Of course, that will change by the time your watch would need a new
battery. If you have a number of automatic watches you already know
the cost of maintenance is a gamble. If you drop or damage your 
automatic movement it could be expensive to fix, though the U1 
movement can be rebuilt locally for perhaps $125. 

The quartz Sinn UX would shrug off most abuse and still keep excellent
time. That removes some of the risk from the cost of ownership estimates.

Thanks,
rationaltime


----------



## erasershavings (Feb 5, 2009)

ive also been eyeing the ux for quite a while now. i bought the u1 thinking i could get used to the block hands but no matter how long i stared at it it still looked weird so i sold it.

i think there's also other aspects of the maintenance you'll have to consider other than the quartz movement and the battery life. Ive read of UXs having bubbles in the oil-filled case. the thought of having that happen to my potential UX and losing it for 3 months because i hafta send it overseas is painful.

im also not sure about this new oil that sinn uses too and how it will affect the markers and hands on the UX. from what i heard the old oil took abt 1 year to turn the hands brown.. maybe this new oil just takes longer to corrode the hands? only time will tell..

anyone have any status updates on the new oils and how the hands are holding up?


----------



## vinnie (Apr 13, 2010)

First post, glad I found this forum. 

I am really looking at buying a UX, I really like the fact that the quartz is extremely accurate. 

If Sinn made a non-oil version of this watch I would be very interested. 

The thought of the hands changing color or bubbles appearing and having to send the watch to Germany is a bit of a worry.


----------



## David Woo (Feb 12, 2006)

I would not be concerned with the air bubbles, they do not occur in all oil-filled watches, it's kinda rare. I've owned a number of the oil-filled watches and my current EZM is the only one that rarely will show a bubble when the environmental conditions are just so. But the bubbles disappear shortly.
DW


----------



## vinnie (Apr 13, 2010)

David Woo said:


> I would not be concerned with the air bubbles, they do not occur in all oil-filled watches, it's kinda rare. I've owned a number of the oil-filled watches and my current EZM is the only one that rarely will show a bubble when the environmental conditions are just so. But the bubbles disappear shortly.
> DW


Hello David

Did you experience the hands and/or markers changing color from the oil used in any of your oil-filled watches?

Kind Regards

Andrew


----------



## erasershavings (Feb 5, 2009)

@david, thats comforting to hear..

@vinnie, i'd suggest doing a search on the forum.. maybe "ux brown" and im sure you'll find a lot of articles abt the old oil turning the markers and hands brown. and perhaps some info on the new oil they use (supposedly teflon oil)

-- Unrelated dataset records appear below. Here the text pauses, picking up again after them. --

Issue #3719, opened 2020-11-10
Non truncated blog feeds


MatanBobi:
## 🚀 Feature

When working with the blog feed, in testing-library's, we would like a way to contain the full article and not just a truncated version of it within the feed since we don't really care about retention or something like that.

### Have you read the [Contributing Guidelines on issues](https://github.com/facebook/docusaurus/blob/master/CONTRIBUTING.md#reporting-new-issues)?

Yes.

## Motivation

Following [this](https://github.com/testing-library/testing-library-docs/pull/671) PR in testing-library, we think that having a way to send a non truncated version of an article can be helpful for people that just want to spread the word and don't care about traffic to their site rather than just spread updates.

## Pitch

I believe we can add this by adding another config to the blog feed options, I'd be glad to help and create a PR for this one if you find it suitable.

Thanks for your hard work and help!

nickmccurdy:
Adding to the rationale here, I would expect most Docusaurus sites to be for community projects that on't need to be monetized. I think leaving blog posts non-truncated by default and adding an option for the old behavior (if encouraging site traffic or reducing feed size is necessary) would be even better.

nickmccurdy:
Also, this should be relevant to both V1 and V2. If approved, perhaps it should be backported from 2 to 1 or merged into 2 after 1.

slorber:
Ok for an option to have non-truncated feeds.

I don't know much about RSS feeds and best practices regarding monetization/conversions, but if you can back up your claims by some authority link that explains why it's better to have non-truncated articles in feeds, we can make this the default.

slorber:
> Also, this should be relevant to both V1 and V2. If approved, perhaps it should be backported from 2 to 1 or merged into 2 after 1.

v1 is in low maintenance mode, it's not very important to backport this feature now, we'll encourage people to adopt v2 instead.

MatanBobi:
I can take this one if it's ok :)

MatanBobi:
> Ok for an option to have non-truncated feeds.
> 
> I don't know much about RSS feeds and best practices regarding monetization/conversions, but if you can back up your claims by some authority link that explains why it's better to have non-truncated articles in feeds, we can make this the default.

Taken from the [RSS 2.0 Spec](https://validator.w3.org/feed/docs/rss2.html):
![image](https://user-images.githubusercontent.com/12711091/99186430-ed7e1300-2758-11eb-9c38-0cc1b48c1321.png)

[...]

PR #4330, opened 2021-03-03
feat(v2): add full content into feeds

moonrailgun:
## Motivation

RSS Reader should get full content

YEP

## Test Plan

Just take a look of website rss xml file. and check item content

## Further Plan

If accept this pr, i know my way is right and i will try to translate origin mdx to html, for make rss user have better experiences.

## Related PRs


packages/docusaurus-plugin-content-blog/src/blogUtils.ts
```diff
@@ -92,6 +92,7 @@ export async function generateBlogFeed(
       link: normalizeUrl([siteUrl, permalink]),
       date,
       description,
+      content: post.content
```
slorber, line 95: I don't believe this is ok.

The blog post content is MDX, and we must render it to a non-mdx form (HTML?) before passing the content to the feed.

packages/docusaurus-plugin-content-blog/src/__tests__/__fixtures__/website/blog/long-text-r.md
```diff
@@ -0,0 +1,15 @@
+---
+title: Long Text
+date: 2021-02-25
+---
+
+Elit irure et ullamco est reprehenderit sint labore incididunt officia voluptate adipisicing occaecat sit. Id aliqua pariatur Lorem nulla dolor ad non nostrud excepteur sint anim officia minim. Aliqua elit est occaecat et ut sit minim. Laboris cupidatat anim ea ipsum esse pariatur. Consequat anim fugiat voluptate laboris elit mollit in dolor laborum.
```
slorber, line 6: This blog post has very simple content, just using strings.

Please use complex markdown, include MDX components like tabs, and make sure that those MDX components are transformed correctly before being sent to the feed.

slorber (changes requested):
Thanks for this PR, this has been requested here already: https://github.com/facebook/docusaurus/issues/3719

Your implementation is not correct because it assume the blog post content is a simple string, which is not the case in practice as we use MDX

Read my comment here. on how you could transform an MDX string to an HTML string:

https://github.com/facebook/docusaurus/issues/3719#issuecomment-733680787

moonrailgun:
Hi @slorber , Thanks for your review and reply.

First commit is just backup to ensure the full blog rss content is expected behaviour

I update content generate logic to make sure rss reader can get a readable, plain html string. So i remove import statement with `remark-mdx-remove-imports`, although this package marked as `Deprecated` but its still have a nice work.

And update testcase to ensure bigger cover range.

Before:
image

After:
image

moonrailgun:
Is any other problem for this pr?

MatanBobi:
> I update content generate logic to make sure rss reader can get a readable, plain html string. So i remove import statement with remark-mdx-remove-imports, although this package marked as Deprecated but its still have a nice work.

I'm not sure I understand why we need `remark-mdx-remove-imports`, can you please explain? :)
Also, if that package is considered deprecated, IMO we should not use it because if it will have bugs, there won't be any support and we won't be able to fix those.

Regarding the PR, I'm pretty sure `React` and `React-DOM` should be defined as `peerDependencies` and not `dependencies`. Also, I think the mdx-runtime functionality should be a part of `mdx-loader` and not the `docusaurus-utils` package.

CC: @slorber

moonrailgun:
> I'm not sure I understand why we need `remark-mdx-remove-imports`, can you please explain? :)

because rss content should be a plain html, and in most custom component, its have their own javascript logic.

Its will not a nice work in feed reader.


Its just my mind

moonrailgun:
> Regarding the PR, I'm pretty sure `React` and `React-DOM` should be defined as `peerDependencies` and not `dependencies`. Also, I think the mdx-runtime functionality should be a part of `mdx-loader` and not the `docusaurus-utils` package.

Hi @MatanBobi , thanks for your review, i am move those into `peerDependencies`, its my mistake.

And for `mdx-loader`, this package worked as a webpack loader, how can i use in feed generate? I have no idea about it. Could you explain more about your idea?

the last time i created a thread to ask the ux owners abt their hands/markers they were still alright.. maybe its too soon to tell? but thats just the worry-ier inside me talking..


----------



## TrickTock (Mar 3, 2010)

There are no reports of discoloration with the new HYDRO fluid on any of the watch forums. Sinn switched from a silicone fluid to a perfluorinated fluid (it is either 3M Fluorinert or Solvay Galden). These fluids have chemical properties like Teflon which is a perfluorinated elastomer. They are completely inert. You can drink them. You can completely immerse your computer in them -- some people do this for extreme cooling for CPU overclocking.

I'm not suprised that the silicone fluids in the first HYDRO watches were reactive with the dial inks. That's just not going to happen with a perfluorinated fluid. (I am an R&D engineer in the chemical industry, so not entirely talking from my rear end!)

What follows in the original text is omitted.